Identification of the receptor responsible for CL-11-mediated opsonophagocytosis by RPE cells. a Detection of calreticulin in B6-RPE07 cells by RT-PCR. b Fluorescence microscopy images of B6-RPE07 cells (from 2 independent experiments) stained for calreticulin (green) and the nuclear marker DAPI (blue). Negative control: the staining was performed using 2nd antibody alone. Scale bar, 10 μm. c Confocal images of B6-RPE07 cells (at low and high magnifications) incubated with rCL-11-opsonized POS for 30 min and subjected to staining for CL-11 (red) and calreticulin (green) and the nuclear marker DAPI (blue). Scale bar, 10 μm. A representative of 2 independent experiments is shown. d Flow cytometry analysis of phagocytosis of POS (prelabeled with FITC) by B6-RPE07 cells pretreated with anti-calreticulin antibody or control antibody (Ctrl Ab), and then incubated with nonopsonized POS (POS) or CL-11-opsonized (CL-11-POS) for 2 h. Data are from 4 cell samples per group and were analyzed with one-way ANOVA with the Tukey post hoc test. ** p < 0.01; ns, no significant difference.
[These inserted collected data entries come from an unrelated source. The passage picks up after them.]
PR #1807, opened 2026-04-09
#1802 GUI State management implementation

### LINKED ISSUE #1802: Enable state management for the IdeContext in the GUI.
### Task summary

We need to adapt a state management for managing the different project contexts in the GUI.

### Additional context

-

laim2003:
### Implemented changes:

* Implemented basic State Management for the IdeContext in the GUI
* State management should be thread safe: [Thread safe singleton implementation](https://www.baeldung.com/java-bill-pugh-singleton-implementation)
* Added custom adaption of JavaFXs alert class for IDEasy

Main points:

- [x] Basic state management
- [x] Start-context <-> context seperation 
- [x] Ensure thread safety
- [x] Callback pattern for any dependent compontents

---

## Checklist for this PR

  with `internal`


cli/pom.xml
```diff
@@ -138,8 +138,6 @@
               </archive>
             </configuration>
           </execution>
-
-          <!-- jar for test classes -->
```
hohwille, line 142: why removing this comment that could be helpful to explain the execution?

gui/src/main/java/com/devonfw/ide/gui/context/ProjectManager.java
```diff
@@ -0,0 +1,120 @@
...
+
+import java.io.IOException;
+import java.nio.file.Files;
+import java.nio.file.Path;
+import java.util.ArrayList;
+import java.util.HashMap;
+import java.util.List;
+import java.util.stream.Stream;
+
+import org.jline.utils.Log;
```
hohwille: This is IMHO the wrong logger

gui/src/main/java/com/devonfw/ide/gui/context/ProjectManager.java
```diff
@@ -0,0 +1,120 @@
...
+
+/**
+ * Service class that allows to access the list of projects
+ */
+public class ProjectManager {
+
+  private final Path ideRootDirectory;
+
+  private final ArrayList<String> projectNames = new ArrayList<>();
+  private final HashMap<String, ArrayList<String>> workspaces = new HashMap<>();
```
hohwille: https://github.com/devonfw/IDEasy/blob/main/documentation/contributing/coding-conventions.adoc#prefer-general-api
```suggestion
  private final List<String> projectNames = new ArrayList<>();
  private final Map<String, List<String>> workspaces = new HashMap<>();
```
You can even create custom Java classes to add more semantics since structures like `Map<String, List<String>` are hard to understand. If it was `Map<String, Workspaces>` it would be easier to understand esp. when `Workspaces` has reasonable JavaDoc.
However, I would question why we should store and cache the workspaces for all projects...
Your current code will never refresh the caches (surely you could be calling `refreshProjects()`) and therefore never shows updated information when a new workspace is created after the GUI was launched. When a project is changed, we should IMHO always refresh the newly selected project's workspaces and afford the 20ms to read them from the disc (again).

gui/src/test/resources/ide-projects/testProject/project-0/home/.ide/ide.properties
```diff
@@ -0,0 +1,13 @@
...
+DOCKER_EDITION=docker
+FOO=foo-${BAR}
+TEST_ARGS1=${TEST_ARGS1} user1
+TEST_ARGS2=${TEST_ARGS2} user2
+TEST_ARGS3=${TEST_ARGS3} user3
+TEST_ARGS7=user7
+TEST_ARGS10=user10
+TEST_ARGSb=userb
+TEST_ARGSc=${TEST_ARGS1} userc
+TEST_ARGSd=${TEST_ARGS1} userd
```
hohwille: the `basic` project was the first `ide-project` that we created.
It was misused later by many testers who were too lazy to create a new `ide-project` for their specific purpose.
Therefore all crazy things ended up in this `basic` project.
Please not not copy & paste all this mess into the `gui` module.
Nobody will ever understand why we have this here in `gui` and the true answer will be: "for nothing"...

gui/src/test/resources/ide-projects/testProject/project-3/home/.ide/ide.properties
```diff
@@ -0,0 +1,13 @@
...
+DOCKER_EDITION=docker
+FOO=foo-${BAR}
+TEST_ARGS1=${TEST_ARGS1} user1
+TEST_ARGS2=${TEST_ARGS2} user2
+TEST_ARGS3=${TEST_ARGS3} user3
+TEST_ARGS7=user7
+TEST_ARGS10=user10
+TEST_ARGSb=userb
+TEST_ARGSc=${TEST_ARGS1} userc
+TEST_ARGSd=${TEST_ARGS1} userd
```
hohwille: :)

gui/src/test/resources/ide-projects/testProject/project-3/settings/ide.properties
```diff
@@ -0,0 +1,9 @@
+#********************************************************************************
+# This file contains project specific environment variables
+#********************************************************************************
+JAVA_VERSION=17*
+MVN_VERSION=3.9.0
+ECLIPSE_VERSION=2023-03
+INTELLIJ_EDITION=ultimate
+IDE_TOOLS=mvn,eclipse
+BAR=bar-${SOME}
```
hohwille: :)

gui/src/test/resources/ide-projects/testProject/project-4/home/.ide/ide.properties
```diff
@@ -0,0 +1,13 @@
...
+DOCKER_EDITION=docker
+FOO=foo-${BAR}
+TEST_ARGS1=${TEST_ARGS1} user1
+TEST_ARGS2=${TEST_ARGS2} user2
+TEST_ARGS3=${TEST_ARGS3} user3
+TEST_ARGS7=user7
+TEST_ARGS10=user10
+TEST_ARGSb=userb
+TEST_ARGSc=${TEST_ARGS1} userc
+TEST_ARGSd=${TEST_ARGS1} userd
```
hohwille: :)

gui/src/test/resources/ide-projects/testProject/project-5/home/.ide/ide.properties
```diff
@@ -0,0 +1,13 @@
...
+DOCKER_EDITION=docker
+FOO=foo-${BAR}
+TEST_ARGS1=${TEST_ARGS1} user1
+TEST_ARGS2=${TEST_ARGS2} user2
+TEST_ARGS3=${TEST_ARGS3} user3
+TEST_ARGS7=user7
+TEST_ARGS10=user10
+TEST_ARGSb=userb
+TEST_ARGSc=${TEST_ARGS1} userc
+TEST_ARGSd=${TEST_ARGS1} userd
```
hohwille: :)

hohwille (commented):
@laim2003 thanks for your PR.
I like the general design and you added many valuable fixes and improvements for the GUI.
I still have some doubts about the singleton and static member access approach.
Typically this will sooner or later cause trouble.
Maybe we can avoid this where possible.

Please avoid this extensive copy&paste of pointless and confusing properties, plugin settings that are never used, etc.
The golden rule for `ide-projects` for test is to keep them as minimalistic as possible.
Every line from such file and every entire file that can be removed without the test failing should be removed.

laim2003:
> @laim2003 thanks for your PR. I like the general design and you added many valuable fixes and improvements for the GUI. I still have some doubts about the singleton and static member access approach. Typically this will sooner or later cause trouble. Maybe we can avoid this where possible.
> 
> Please avoid this extensive copy&paste of pointless and confusing properties, plugin settings that are never used, etc. The golden rule for `ide-projects` for test is to keep them as minimalistic as possible. Every line from such file and every entire file that can be removed without the test failing should be removed.

regarding the singleton design, i created a new ticket to document this #1975

gui/src/main/java/com/devonfw/ide/gui/context/ProjectManager.java
laim2003: Thank you IntelliJ auto complete!

gui/src/main/java/com/devonfw/ide/gui/context/ProjectManager.java
laim2003: Good idea, will change this so that we read the projects/workspaces everytime. Originally, I had the idea of observing changes to the project/workspace folder structure using a [WatchService](https://docs.oracle.com/javase/tutorial/essential/io/notification.html), but I felt that that would be overengineered for this quite simple use case...

cli/pom.xml
laim2003: this should show up as outdated. I have undone this change.

gui/src/main/java/com/devonfw/ide/gui/context/ProjectManager.java
```diff
@@ -0,0 +1,79 @@
...
+   * @return the list of project (names) in the project directory
+   */
+  public List<String> getProjectNames() {
+
+    try (Stream<Path> subPaths = Files.list(ideRootDirectory)) {
+      return subPaths
+          .filter(Files::isDirectory)
+          .map(Path::getFileName)
+          .map(Path::toString)
+          .filter(name -> !name.startsWith("_") && Files.exists(ideRootDirectory.resolve(name).resolve("workspaces")))
```
hohwille: We should make this method reusable here:
https://github.com/devonfw/IDEasy/blob/6080ee79bcab0b1292121e35b99b3157558bb23d/cli/src/main/java/com/devonfw/tools/ide/context/AbstractIdeContext.java#L428

We could even make it public if required.
BTW: The only forbidden or reserved project name is `_ide` and for that we have the constant `IdeContext.FOLDER_UNDERSCORE_IDE`.
I do not think users should do `ide create _project -` but I guess it is technically possible.

gui/src/test/resources/ide-projects/testProject/project-0/workspaces/foo-test/placeholder
```diff
@@ -0,0 +1 @@
+this is the foo-bar workspace
```
hohwille: Everywhere else we just use empty `.gitkeep` files to add a folder to git. Shouldn't we follow this pattern here as well?

gui/src/test/resources/ide-projects/testProject/project-1/workspaces/foo-test/placeholder
```diff
@@ -0,0 +1 @@
+this is the foo-bar workspace
```
hohwille: does it make sense to create `project-0`,..., `project-5` that are all identical and have the same workspaces?
Actually if all this should make sense it would be more reasonable to have some differences between the workspaces so your test can really check if the workspaces found for some project really fit to that project and are not from a different one...

gui/src/test/java/com/devonfw/ide/gui/context/ProjectManagerTest.java
```diff
@@ -0,0 +1,132 @@
...
+    ideRoot = context.getIdeRoot();
+  }
+
+  @Test
+  void testProjectManagerFull() throws NotDirectoryException {
+
+    projectManager = new ProjectManager(ideRoot);
+
+    assertThat(projectManager).isNotNull();
+    assertThat(projectManager.getProjectNames()).containsExactlyInAnyOrder("project-0", "project-1", "project-2", "project-3", "project-4", "project-5");
```
hohwille: In `cli` we have added our test-infrastructure such that we can continuously add new code with new tests and potentially new test projects.
This will break as soon as we add a new test-project.
IMHO this does not really work out well for maintenance.
Maybe only assert that the project names contain these projects or filter the project names by a pattern `project-[0-9]` so other developers can later add `foo` and `bar` projects without breaking this test.

gui/src/test/java/com/devonfw/ide/gui/context/ProjectManagerTest.java
```diff
@@ -0,0 +1,132 @@
...
+    } finally {
+      Files.deleteIfExists(ideRoot.resolve("testFile"));
+    }
+  }
+
+  @Test
+  void testRefreshProjects() throws IOException {
+
+    projectManager = new ProjectManager(ideRoot);
+    assertThat(projectManager.getProjectNames()).containsExactlyInAnyOrder("project-0", "project-1", "project-2", "project-3", "project-4", "project-5");
```
hohwille: Also in JUnits we can consider reuse instead of copy&paste.
Consider adding `List.of("project-0", "project-1", "project-2", "project-3", "project-4", "project-5")` as a constant.
Then you can create a new list adding the constant + `project-6`.

gui/src/test/java/com/devonfw/ide/gui/context/ProjectManagerTest.java
```diff
@@ -0,0 +1,132 @@
...
+
+    // Create a project folder without a workspaces subdirectory
+    Path testProject = ideRoot.resolve("test-project-no-workspaces");
+    Files.createDirectory(testProject);
+
+    projectManager = new ProjectManager(ideRoot);
+
+    // Verify that test-project-no-workspaces is not recognized
+    assertThat(projectManager.getProjectNames()).doesNotContain("test-project-no-workspaces");
+    assertThat(projectManager.getProjectNames()).containsExactlyInAnyOrder("project-0", "project-1", "project-2", "project-3", "project-4", "project-5");
```
hohwille: use constant.

gui/src/test/java/com/devonfw/ide/gui/context/ProjectManagerTest.java
```diff
@@ -0,0 +1,132 @@
...
+  }
+
+  @Test
+  void testReadProjectsExcludesUnderscorePrefixedFolders() {
+
+    projectManager = new ProjectManager(ideRoot);
+
+    // Verify that _ide folder is not in the project names
+    assertThat(projectManager.getProjectNames()).doesNotContain("_ide");
+    assertThat(projectManager.getProjectNames()).containsExactlyInAnyOrder("project-0", "project-1", "project-2", "project-3", "project-4", "project-5");
```
hohwille: use constant.

gui/src/test/java/com/devonfw/ide/gui/context/ProjectManagerTest.java
```diff
@@ -0,0 +1,132 @@
...
+  @Test
+  void testProjectManagerFull() throws NotDirectoryException {
+
+    projectManager = new ProjectManager(ideRoot);
+
+    assertThat(projectManager).isNotNull();
+    assertThat(projectManager.getProjectNames()).containsExactlyInAnyOrder("project-0", "project-1", "project-2", "project-3", "project-4", "project-5");
+    for (String projectName : projectManager.getProjectNames()) {
+      assertThat(projectManager.getWorkspaceNames(projectName)).containsExactlyInAnyOrder("foo-test", "main");
+    }
```
hohwille: This is what I was talking about. Then you could assert that `project-1` has workspaces xyz and `project-2` instead has abc (whatever).
And for test-data I have learned that it sooner or later hurts you if you use technical random instead of meaningful examples.

hohwille (approved):
@laim2003 I now found the time to read and review the entire diff.
Thanks also for your rework. This PR is very nice progress and improvement. 👍 
I left some further review remarks for improvement.
We should then finally merge this instead if dying in perfection.
There will be more rounds of changes in the GUI and we should stop blocking other stories that want to build on top of this...
However, I have always learned that we always need a solid foundation rather than a sandbank to build on top. So lets keep some pair of careful looking eyes on the GUI stuff that we are evolving...

gui/src/main/java/com/devonfw/ide/gui/context/ProjectManager.java
laim2003: Ahh yes, this was a remaining fragment from the original implementation from the first MVP. I guess, I will change this so only folders matching FOLDER_UNDERSCORE_IDE will be excuded.

gui/src/test/resources/ide-projects/testProject/project-0/workspaces/foo-test/placeholder
laim2003: Oh ok, I will change this.

laim2003:
I will not include any refactorings regarding the Singleton patterns etc in this PR, as @KarimALotfy has implemented some changes regarding this in one of his PRs.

A representative of 3 independent experiments is shown.

Fig. 6

Identification of the receptor/molecules involved in CL-11-mediated modulation of cytokine production by RPE cells. a Detection of SIRPα in B6-RPE07 cells by RT-PCR. b Fluorescence microscopy images of B6-RPE07 cells (of 2 independent experiments) stained for SIRPα (green) and nuclear marker DAPI (blue). Negative control: the staining was performed using 2nd antibody alone. Scale bar, 10 μm. c Confocal images of B6-RPE07 cells (at low and high magnifications) incubated with rCL-11 (600 ng/mL) for 1 h and subjected to staining for CL-11 (red) and SIRPα (green) and nuclear marker DAPI (blue). Scale bar, 10 μm. A representative of 2 independent experiments is shown. d B6-RPE07 cells were pretreated with anti-SIPRα antibody (1:100 diluted) or control antibody (Ctrl Ab) and then incubated with or without rCL-11 (600 ng/mL) for 24 h. Supernatants were collected and used for measuring IL-10 by ELISA. Data are from 4 cell samples per group and were analyzed with one-way ANOVA with the Tukey post hoc test. *** p < 0.001; ns, no significance. A representative of 3 independent experiments is shown. e Fluorescence microscopy images of B6-RPE07 cells that had been stained with fluorescence-conjugated GNL, LCA, or LTL (green). Scale bar, 10 μm. f Flow cytometry for the detection of mannosyl residue (MR) expression on B6-RPE07 cells that had been treated with buffer alone or containing α-mannosidase for 2 h, and then stained with fluorescence-conjugated LCA. g Flow cytometry analysis of CL-11 binding to B6-RPE07 cells treated with buffer or containing α-mannosidase for 2 h, incubated with rCL-11 (600 ng/mL) for 1 h, and then subjected to staining for CL-11. h, i B6-RPE07 cells were pretreated with buffer alone or containing α-mannosidase at the indicated concentrations for 2 h and then incubated with rCL-11 (600 ng/mL) for 24 h. Supernatants were collected and used for measuring IL-10 and IL-6 by ELISA. The dashed line indicates the level of IL-10 or IL-6 in RPE cells without CL-11 stimulation. f–i Data are from 4 cell samples per group and were analyzed with one-way ANOVA, comparing the control (buffer alone) and α-mannosidase-treated cells. A representative of 3 independent experiments is shown.

Fig. 7

A schematic diagram illustrates the proposed mechanisms by which CL-11 modulates RPE cell phagocytosis and cytokine production. Locally produced CL-11 (by RPE, photoreceptors, and possibly other cells): (i) binds to shed POS to mediate or upregulate the phagocytosis of POS through the interaction of the CL-11 collagen-like region (CLR) with calreticulin/CD91 on RPE cells, (ii) binds to RPE cells to mediate the upregulation of IL-10 production through the interaction of the CL-11 carbohydrate domain (CRD) with a specific glycoprotein (SIRPα) and/or mannose-containing structures on RPE cells.